If you actually want to use that algorithm, and you want to work beyond the limits of the built-in float
, then yes, you need a different type.
If all you want is to get an approximate answer instead of an exception, that's easy; you can get infinite range out of the box. But if you also want to eliminate the rounding errors, you can't have infinite precision (that would take infinite time/space), so you have to know how to work out the precision needed for your range of inputs. (I'll leave that as an exercise for the reader.)
The standard library type decimal.Decimal
may be all you need.
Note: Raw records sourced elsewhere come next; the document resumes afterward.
Issue #51, opened 2020-02-13
Async interface


NickeZ:
I made an [async interface to this crate](https://github.com/digitalbitbox/bitbox-bridge/tree/master/hidapi-async). However, since there is no way to register to become awakened when there is data to read I have to create a thread and do blocking reads.

Reading through libhidapi (the C library) I realised that the libusb interface actually is asynchronous and that libhidapi conveniently (unfortunately) wraps away that using an internal thread. So the result feels incredible clunky with two threads and multiple mutexes / synchronization primitives.

I think the best approach actually is to skip hidapi and rewrite using the platform specific bindings from scratch. But before I start such a big effort I wanted to check in here if anyone else already is working on it.

Thanks

ruabmbua:
Hi @NickeZ .

I was already working on a raw rust backend for this crate, which would skip hidapi (the C library), and use the os interfaces directly.

At the time I did this, I also wanted to add async support, but the rust async story was not really stable. I decided to wait, until async ecosystem / language integration catches up. I have not looked into async / await since then, but from what I heard, it might be ready

Regarding libusb, I do not plan on using it at all. All somewhat modern Linux systems should have the hidraw kernel interface.

I might be able to spend some time on this starting next week, but I have some other hobby projects going on.

https://github.com/ruabmbua/hidapi-rs/projects/1

ruabmbua:
If you have any pointers, if I should try it with the tokio ecosystem, or async-std, please tell me.
Maybe it`s possible to be runtime independent by just using mio, std::future and std::task?

NickeZ:
I haven't looked close enough to know exactly what crates are needed, but I think you shouldn't need `tokio`. I think technically it should be enough with `std::future`, `std::task` and `AsyncRead/Write` from `futures`. However it would be great if we could reuse some platform specific code from `mio` to avoid reimplementing it. But it sounds to me like that depends on how usb works on the different platforms.

One caveat is that we may have to implement `AsyncRead/Write` from `tokio` as well to support that ecosystem. Currently it is in a bit of flux how the final std traits will look.

lnicola:
Tokio will migrate to the version of the async traits that gets standardized, but until then it would be nice to support both, if possible.

NickeZ:
So the plan would be to wrap these interfaces?

* Windows (using hid.dll)
* Linux (using the Kernel's hidraw driver)
* Mac (using IOHidManager)

brokenthorn:
[...]

PR #178, opened 2026-01-01
Add async for linux-native

carlosmn:
This goes some of the way towards taking care of #51 though right now just for linux-native as it's the easiest to do (at least for me).

Doing async through traits can be a bit challenging. I played around with methods returning boxed futures but then you start having to care about the lifetimes of the buffers and those go into the signatures and it gets ugly.

Which is why I went with how everyone else does it, which is to have a `poll_{read,write}` method. We then use `futures::poll_fn` to make a future out of that.

As far as choosing which runtime flavour to use (given you can't go fully generic without implementing a bunch more things that the runtimes give you), I ended up going for both major ones as it was pretty easy to implement them both. The tokio variant works if you're using tokio without extra dependencies, and the smol/async-io version works wherever.

Unfortunately this is quite an explosion of feature flags to enable the user of the library to say what stack they're working on, but I don't know of a way to auto-select depending on what else is selected in a dependent project. And I haven't even tackled what happens if you want async but also basic-udev.

One thing I'm not sure here is the naming of the generic `async` feature as you're not meant to enable it yourself, but rather choose a backend. Maybe it should be `__async` to indicate it's internal. This is e.g. what I've seen `reqwest` does.

### DIFF
--- a/Cargo.toml
+++ b/Cargo.toml
@@ -43,6 +43,7 @@ include = [
 
 [features]
 default = ["linux-static-hidraw", "illumos-static-libusb"]
+async = ["dep:futures"]
 linux-static-libusb = []
 linux-static-hidraw = []
 linux-shared-libusb = []
@@ -67,6 +68,7 @@ windows-native = [
 [dependencies]
 libc = "0.2"
 cfg-if = "1"
+futures = { version = "0.3", optional = true }
 
 [target.'cfg(target_os = "linux")'.dependencies]
 udev = { version = "0.8", optional = true }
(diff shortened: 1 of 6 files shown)


Cargo.toml
```diff
@@ -64,9 +64,21 @@ windows-native = [
...
+
+# Enables some common code to do with async
+__async = ["dep:futures"]
+
 [dependencies]
 libc = "0.2"
 cfg-if = "1"
+futures = { version = "0.3", optional = true }
+async-io = { version = "2", optional = true }
+tokio = { version = "1", optional = true, features = ["net"] }
```
ruabmbua: Why do we need the 'net' feature?

PR #179, opened 2026-01-16
Upgrade dependencies, in particular `windows-sys` to 0.61 and `nix` to 0.30

ColinFinck:
This PR is the result of `cargo upgrade --incompatible --pinned --ignore-rust-version --recursive` and manual modifications to account for the changes in the upstream crates.

`windows-sys` 0.61.x is very important for me, because it consistently uses `raw-dylib` for importing APIs from Windows DLLs. This makes a huge difference when using non-MSVC toolchains to build Windows binaries, e.g. `x86_64-pc-windows-gnullvm`.

Unfortunately, `Win32_Storage_EnhancedStorage` is only available in the heavyweight `windows` crate these days, which is why I also need to import that one. However, I'm only importing it for that one feature and continue to use `windows-sys` for the rest of the code.

CC @ruabmbua

### DIFF
--- a/Cargo.toml
+++ b/Cargo.toml
@@ -53,11 +53,11 @@ illumos-static-libusb = []
 illumos-shared-libusb = []
 macos-shared-device = []
 windows-native = [
+    "windows/Win32_Storage_EnhancedStorage",
     "windows-sys/Win32_Devices_DeviceAndDriverInstallation",
     "windows-sys/Win32_Devices_HumanInterfaceDevice",
     "windows-sys/Win32_Devices_Properties",
     "windows-sys/Win32_Security",
-    "windows-sys/Win32_Storage_EnhancedStorage",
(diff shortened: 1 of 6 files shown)


ColinFinck:
Bump

CC @ruabmbua

ruabmbua:
Hey, sry for forgetting about this pr.

regarding the new dependency, it would probably be better to try adding the missing extern function to windows-sys?

we can temporarily add the extern directly to this crate until it’s in windows-sys.

I do not want to depend on a new crate for one missing extern function

ColinFinck:
@ruabmbua Thank you for your feedback. I've addressed your concerns in 722f0072a71c0820d9def912d79491d075fd31e9. Was surprisingly easy to get rid of the heavyweight `windows` crate dependency again :)

PR #1243, opened 2021-10-12
Added ipcqueue dependency on _cffi_backend

mikehaben69:
This PR adds a single entry to the ImplicitImports plugin - the "ipcqueue" Python module (Posix and SysV message-queues) has a dependency upon _cffi_backend.


kayhayen:
If this works for CI, which I bet it will, I will directly put it to the hotfix.

kayhayen:
Part of the hotfix release.

PR #1264, opened 2021-10-31
Normalize paths before comparing

zegervdv:
# What does this PR do?

Normalize the paths of the downloaded gcc on Windows before comparing them.

When compiling on msys2 (mingw64) and after downloading the proposed gcc.exe I was getting an error that the path does not match.
It seems msys2 is very tolerant about using forward (/) or backward (\) slashes in paths, and in my case they were not matching up, causing a miscompare.
Using `os.path.normpath` normalizes these paths so they can be safely compared.

# PR Checklist

      cover enough.


kayhayen:
You should have used "areSamePaths" which will also abspath. I will do that in a cleanup myself.

PR #1305, opened 2021-12-08
Optimization: avoid loop in generated code for args_count == 1

gdementen:
I noticed the code at https://github.com/Nuitka/Nuitka/blob/f4b08e086c2898013a08b74bb45b0ee01f04be8a/nuitka/build/static_src/HelpersCalling2.c#L358 has a useless loop and tried to generate simpler code for that case.

Honestly, I have no idea if C compilers are smart enough these days to detect this, so I don't know whether or not this change will have any net effect.

PS: This is against factory, but I can redo it against develop if you think it's worth it.

### DIFF
--- a/nuitka/codegen/templates/CodeTemplateCallsPositional.j2
+++ b/nuitka/codegen/templates/CodeTemplateCallsPositional.j2
@@ -44,7 +44,9 @@ PyObject *CALL_FUNCTION_WITH_ARGS{{args_count}}(PyObject *called, PyObject *cons
         PyObject *result;
 
         if (function->m_args_simple && {{args_count}} == function->m_args_positional_count){
-{% if args_count != 0 %}
+{% if args_count == 1 %}
+            Py_INCREF(args[0]);
+{% elif args_count > 1 %}
             for (Py_ssize_t i = 0; i < {{args_count}}; i++) {
                 Py_INCREF(args[i]);
             }
@@ -122,7 +124,10 @@ PyObject *CALL_FUNCTION_WITH_ARGS{{args_count}}(PyObject *called, PyObject *cons
                 python_pars[0] = method->m_object;
                 Py_INCREF(method->m_object);
 
-{% if args_count != 0 %}
+{% if args_count == 1 %}
+                python_pars[1] = args[0];
+                Py_INCREF(args[0]);
+{% elif args_count > 1 %}
                 for (Py_ssize_t i = 0; i < {{args_count}}; i++) {
                     python_pars[i + 1] = args[i];
                     Py_INCREF(args[i]);


kayhayen:
Good job, I like cleaner code, even if generated. I am pretty sure that the compilers optimize it away.

kayhayen:
Bonus points if you manage to make a Jinja macro out of it though. I am searching a website where generated code can be checked.

kayhayen:
Wow, I got evidence they do not!

kayhayen:
Check this out: https://godbolt.org/#g:!((g:!((g:!((h:codeEditor,i:(filename:'1',fontScale:14,fontUsePx:'0',j:1,lang:___c,selection:(endColumn:15,endLineNumber:6,positionColumn:15,positionLineNumber:6,selectionStartColumn:15,selectionStartLineNumber:6,startColumn:15,startLineNumber:6),source:'//+Type+your+code+here,+or+load+an+example.%0Aint+square(int+num)+%7B%0A++++for+(int+i+%3D+0%3B+i+%3C+0%3B+i%2B%2B)+%7B%0A++++++++num+%3D+num*2%3B%0A++++%7D%0A++++return+num%3B%0A%7D'),l:'5',n:'0',o:'C+source+%231',t:'0')),k:50,l:'4',n:'0',o:'',s:0,t:'0'),(g:!((h:compiler,i:(compiler:cg112,filters:(b:'0',binary:'1',commentOnly:'0',demangle:'0',directives:'0',execute:'1',intel:'0',libraryCode:'0',trim:'1'),flagsViewOpen:'1',fontScale:14,fontUsePx:'0',j:1,lang:___c,libs:!(),options:'',selection:(endColumn:12,endLineNumber:15,positionColumn:12,positionLineNumber:15,selectionStartColumn:12,selectionStartLineNumber:15,startColumn:12,startLineNumber:15),source:1,tree:'1'),l:'5',n:'0',o:'x86-64+gcc+11.2+(C,+Editor+%231,+Compiler+%231)',t:'0')),k:50,l:'4',n:'0',o:'',s:0,t:'0')),l:'2',n:'0',o:'',t:'0')),version:4

kayhayen:
Naj, it's OK, with -O2 the gcc does do it.

kayhayen:
I played a bit around and the oldest gcc available does it, as does MSVC, but only if optimization options are on.

gdementen:
> Bonus points if you manage to make a Jinja macro out of it though. 

Sorry, I don't understand how that change could be made into a macro. And this is probably beyond my Jinja skill anyway 😉

kayhayen:
Checkout the change I pushed with regards to `CHECK_OBJECTS`, macros are fairly easy, but the call code didn't use any so far, and that's mostly because of inconsistencies, that it would have been ugly to add. Now that code generation more often uses Jinja2 templates, obviously there is a need to not repeat standard things too often.

Issue #561, opened 2019-10-27
Issue with Trio and Nuitka


ItWasAllIntended:
Nuitka appears to be incompatible with the latest version of Trio. As far as I can tell, this is unrelated to #410. This happens with all Trio programs I've tested, the simplest being:
```py
import trio

async def main():
    print("Hello")

trio.run(main)
```
This runs without issue regularly but produces the traceback
```Traceback (most recent call last):
  File "C:\Users\sethw\PycharmProjects\PyCom\venv\lib\site-packages\trio\_core\_run.py", line 1769, in run
    run_impl(runner, async_fn, args)
  File "C:\Users\sethw\PycharmProjects\PyCom\venv\lib\site-packages\trio\_core\_run.py", line 1803, in run_impl
    runner.init_task = runner.spawn_impl(
  File "C:\Users\sethw\PycharmProjects\PyCom\venv\lib\site-packages\trio\_core\_run.py", line 1351, in spawn_impl
    coro.cr_frame.f_locals.setdefault(
AttributeError: 'NoneType' object has no attribute 'f_locals'
```
I've tested this on Python 3.7 & 3.8 and the latest Nuitka from PyPi & an install from the `factory` branch, all of which produce the same traceback

JorjMcKie:
@kayhayen - I am not looking into this more closely.

The reason why this does not yet work is here:

```
def f(x):
    print(x)


async def make(f):
    return await f


af = make(f)

print("af.frame =", af.cr_frame)
```
Running this interpreted yields
```
af.frame = <frame at 0x00000241463E2A28, file 'test.py', line 5, code make>
sys:1: RuntimeWarning: coroutine 'make' was never awaited
```

Whereas in standalone we get:
```
af.frame = None
```
This makes trio fail.

kayhayen:
Nuitka delays frame creation until usage. There may not ever be a usage after all. Therefore it is `None`. We could in theory become good enough to create it once its looked at though. That is of dubious help though.

Next the usage of `.setdefaults` on `f_locals` which might be a write (not seeing what value though) is not going to impress it a lot either. We could have a look at the source code, and what it tries to do there, and possibly engage with upstream there. If it expects to have an impact on program behavior that will be bad.

Integrating with a locals dictionary is not going to fly well. But I am also confused, because I think that Python3 should not be using that locals dictionary in the normal case when written to, but maybe I misremember, so maybe it's nothing but unnecessary to do any write.

[...]

PR #1352, opened 2022-01-02
Add Trio plugin

JamesOldfield:
Adds a plug-in to work around incompatibility between Nuitka and Trio's use of `coro.cr_frame.f_locals` for interrupt handling (#561 and python-trio/trio#1752).

The plug-in works by patching Trio's source code to simply remove that handling. Ctrl+C will still work (at least, there's no reason it shouldn't), but if Trio is running in the main thread then it will be handled less gracefully than without the patch. But at least it will run at all, which it didn't in Nuitka without this patch.

The fact that this is a source code patch means that, unfortunately, it is likely to be fairly fragile to changes in Trio's source code in future versions.

This is based on the "develop" branch, and follows the coding conventions (I ran `autoformat-nuitka-source` and checked with `check-nuitka-with-pylint`). I won't take any offense at any changes, feel free to totally rewrite it! This is just to show what works (for me).

### DIFF
--- a/nuitka/plugins/standard/trio_plugin.py
+++ b/nuitka/plugins/standard/trio_plugin.py
@@ -1,0 +1,66 @@
+"""Trio plugin module."""
+
+from nuitka.plugins.PluginBase import NuitkaPluginBase
+
+_trio_patches = {
+    "trio._core._ki": (
+        """\
+enable_ki_protection = _ki_protection_decorator(True)  # type: Callable[[F], F]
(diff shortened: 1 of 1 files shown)


kayhayen:
Looks good to me, except for using "not x in y", prefer "x not in y", it's a nicer read. I am surprised pylint doesn't complain about that. For plugins there is a `self.sysexit` with nicer looking error message.

And yes, I take it as a great input. I will merge it for the next release, but have a TODO to integrate it into the anti-bloat plugin, one that one becomes default.

PR #1424, opened 2022-02-15
WIP: Allow switching compression algorithms for generated AppImages

squidink7:
# What does this PR do?
Adds a flag to set different supported compression algorithms for generating AppImages on Linux (currently only gzip and xz are supported)

xz is currently the default, however it takes a long time to extract and offers little size benefits over gzip in my testing. However rather than replacing it entirely this patch allows the user to manually choose which one they want (although it defaults to gzip as per appimagetool's default)

# PR Checklist

- [ ✓ ] Correct base branch selected? Should be `develop` branch.
- [ ✓ ] All tests still pass. Check the Developer Manual about `Running the Tests`.
      cover enough.
- [ X ] Ideally new features or fixed regressions ought to be covered via new tests.
- [ X ] Ideally new or changed features have documentation updates.

Note: Don't merge yet! I haven't tested it yet as it's 11:00 on a school night and I really should be getting some sleep. I'll update this once I have done some testing and confirmed it works.

### DIFF
--- a/nuitka/OptionParsing.py
+++ b/nuitka/OptionParsing.py
@@ -1267,6 +1267,15 @@ linux_group.add_option(
     help="Add executable icon for onefile binary to use. Can be given only one time. Defaults to Python icon if available.",
 )
 
+linux_group.add_option(
+    "--linux-onefile-compression",
+    action="store",
+    dest="appimage_compression",
+    metavar="COMPRESSION",
+    default="gzip",
+    help="Compression method to use for Linux onefile builds. gzip (default): larger file but faster startup, xz: smaller file but slower startup."
+)
+
 parser.add_option_group(linux_group)
 
 plugin_group = OptionGroup(parser, "Plugin control")
--- a/nuitka/OptionParsing.py
+++ b/nuitka/OptionParsing.py
@@ -1271,9 +1271,10 @@ linux_group.add_option(
     "--linux-onefile-compression",
     action="store",
     dest="appimage_compression",
+    choices=("gzip", "xz"),
     metavar="COMPRESSION",
     default="gzip",
-    help="Compression method to use for Linux onefile builds. gzip (default): larger file but faster startup, xz: smaller file but slower startup."
+    help="Compression method to use for Linux onefile builds. Defaults to gzip for faster decompression"
 )
 
 parser.add_option_group(linux_group)
--- a/nuitka/freezer/Onefile.py
+++ b/nuitka/freezer/Onefile.py
@@ -170,26 +170,22 @@ Categories=Utility;"""
     stdout_file = openTextFile(stdout_filename, "wb")
     stderr_file = openTextFile(stderr_filename, "wb")
 
-    if options.appimage_compression == "xz" or options.appimage_compression == "gzip":
-        command = (
-            _getAppImageToolPath(
-                for_operation=True, assume_yes_for_downloads=assumeYesForDownloads()
-            ),
-            dist_dir,
-            "--comp",
-            options.appimage_compression,
-            "-n",
-            onefile_output_filename,
-        )
+    if options.appimage_compression == "gzip":
+        compress_flags = "--comp gzip"
+    elif options.appimage_compression == "xz":
+        compress_flags = "--comp xz"
     else:
-        command = (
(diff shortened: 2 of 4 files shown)


kayhayen:
You will need to do `git rebase upstream/develop` and `git rebase --skip` for all conflicting commits.

squidink7:
Ok, I've confirmed this to work with my 1 test case, although I would highly recommend you look over it to make sure I haven't made any massive mistakes (small PR, only 2 files changed but still, I'm far from experienced at this). Also I haven't written any documentation (other than the option's help text) or tests so let me know if I should do any of that.

nuitka/freezer/Onefile.py
```diff
@@ -170,13 +170,19 @@ def packDistFolderToOnefileLinux(onefile_output_filename, dist_dir, binary_filen
     stdout_file = openTextFile(stdout_filename, "wb")
     stderr_file = openTextFile(stderr_filename, "wb")
 
+    if options.appimage_compression == "gzip":
```
kayhayen, line 173: For options, we add an accessor function, like `getAppImageCompression()` for use here.

nuitka/OptionParsing.py
```diff
@@ -1267,6 +1267,15 @@ def _process_long_opt(self, rargs, values):
     help="Add executable icon for onefile binary to use. Can be given only one time. Defaults to Python icon if available.",
 )
 
+linux_group.add_option(
+    "--linux-onefile-compression",
+    action="store",
+    dest="appimage_compression",
```
kayhayen, line 1273: There is something for choices, that will allow the option parsing to check, `choices=("original", "runtime", "frozen")` is used elsewhere in the file.

nuitka/freezer/Onefile.py
kayhayen, line 173: One of the benefits of having a choice, is that you get to not check here anymore, you can just use it here, not even with a variable at all.

I think `subprocess` and friends would hate having one string with a space or an empty value (which you don't need anymore), they would be passed in `argv` as a value, and not e.g. be ignoring for empty string, or become two entries, so actually AppImage ought to error out with this code, but if it doesn't, it surely is not generally possible.

So  `"--comp,getAppImageCompression(),` would be good there I suppose.

kayhayen (changes requested):
Good job, don't worry about there being findings. PRs are always a collaboration and there is no way of knowing everything about how a project functions.

nuitka/freezer/Onefile.py
squidink7: I added one in Options.py, I take it that was the correct location?

nuitka/OptionParsing.py
squidink7: Thanks for the tip!

nuitka/freezer/Onefile.py
squidink7: I've implemented this change, could you please confirm I haven't missed anything? thanks a bunch!
And you're right, appimagetool was giving me a weird error with that code (strange because it worked the first time then never again)

kayhayen (approved):

kayhayen:
Looks perforce to me. I recently added sorcery, which is not yet fully configured to make sense.

squidink7:
Look like the python 3.9 check failed. I ran bin/autoformat-nuitka-source.py but it complained about me having too new versions of a couple of modules installed, looking for 3.9 versions (Arch updated its python to 3.10 a while back). Should I try to install the old version and run this file again? if so I'll do it when I next have some free time.

kayhayen:
I am usually updating the autoformat requirements on a regular basis, but it may be a few weeks now. Usually installing `requirements-devel.txt` with `-U` option will make it work, but I can do it for you and merge this, no problem.

kayhayen:
Ah, it's on 3.9 job, because I am not making the autoformat check for every Python version the Github uses the same things, but the Python version play no role. It would also fail with 3.7, and you are relatively free to develop with 3.6 or higher, at least I believe that is what every tool used there still supports, but it's increasing over time naturally. But upwards often works. One exception is that some compiled packages often do not work with something like 3.10 after release, or are buggy with them, so I am not too eager to bump it, but might be time for that now.

PR #1429, opened 2022-02-17
adding param allowing to overwrite existing directories

hirschrobert:
setup: qemu vm win10 with python 3.8.10 and nuitka 0.6.19.7

When building a binary with `--onefile` option python error

> FileExistsError: [WinError 183]

came up. with every retry, other files were tried to be overwritten. Changing the second parameter of `os.makedirs()` fixed it (see [python docs](https://docs.python.org/3/library/os.html#os.makedirs)). But I don't know if the files that are overwritten now are needed elsewhere. `os.path.isdir()` from line before seems to "fail" in this case. maybe race conditions, when in line 166, condition of 165 is not true anymore?.

### DIFF
--- a/nuitka/utils/FileOperations.py
+++ b/nuitka/utils/FileOperations.py
@@ -163,7 +163,7 @@ def makePath(path):
 
     with withFileLock("creating directory %s" % path):
         if not os.path.isdir(path):
-            os.makedirs(path)
+            os.makedirs(path, exist_ok=True)
 
 
 def isPathExecutable(path):


kayhayen:
The change is Python3 only code, but what's more, it's also bug hiding. Something must be afoul there. The lock is supposed to make sure, that Nuitka cannot have races with file operations. But maybe it's a file and not a directory for some reason. Did you raise an issue with the original phenomenon?

I would much rather try to understand why Nuitka is creating a directory named like an existing file, and have it stop doing that.

kayhayen:
This should be an issue report, rather than a PR that I cannot merge. The file locking might be missing somewhere, but I cannot tell from this "report". Please open an issue.

PR #1504, opened 2022-04-01
Small stylistic changes

ralienpp:
While going through the doc in search of a solution for my problem, I stumbled upon a few typos.

### DIFF
--- a/Developer_Manual.rst
+++ b/Developer_Manual.rst
@@ -1216,7 +1216,7 @@ The solution is this:
 Frame Stack
 ===========
 
-In Python, every function, class, and module has a frame. It creates
+In Python, every function, class, and module has a frame. It is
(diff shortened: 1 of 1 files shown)


Developer_Manual.rst
```diff
@@ -4590,7 +4590,7 @@ dropping non interesting, or rewriting exceptions.
 Caching of Python level compilation
 ===================================
 
-While the C compilation result is already cached with ccache and friends
+While the C compilation result is already cached with `ccache` and friends
```
kayhayen, line 4593: The quoting in rest should be double back-ticks, it's easy to make that mistake as it's different from markdown, otherwise it's good.

kayhayen:
I will just go ahead and merge it despite my comments, and amend accordingly.

PR #1571, opened 2022-05-21
Fix typo in warning message

kamgha:
The module in question is `orderedset`, see: https://github.com/Nuitka/Nuitka/blob/1adf285ad2416876aabe7c474ce9f1ace2344ed9/requirements.txt#L27


kayhayen:
I will put it on the next hotfix too, kind of important, we want people to paste the names.

PR #1616, opened 2022-06-20
pyreadstat_implicit_dep

gdementen:
This is a follow-up to #1072

The strange thing is that this was already required when I did the #1072 PR (it was introduced in pyreadstat 1.0.3), so I suppose something else added the multiprocessing module implicitly?


kayhayen:
It used to be that Nuitka included all of stdlib, i.e. multiprocessing as well, but it started to include parts of it only, when they are actually used. That can explain it.

kayhayen:
Nuitka is taking a risk by not forcing programs to include these, hope is that C modules very rarely use multiprocessing, but that was wrong in this case at least.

It provides arbitrary-precision fixed- or floating-point decimal arithmetic according to the IEEE-854 standard. There are many cases for which it's unusable because it doesn't provide enough mathematical functions, but you only need basic arithmetic and sqrt
, which are just fine. It can also be slow for huge numbers, but if you just want to calculate fib
on a few three-digit numbers it's more than sufficient.
When Decimal
is insufficient, there are a number of third-party modules, usually wrapping industry-standard C libraries like gmp/mpfr, such as bigfloat.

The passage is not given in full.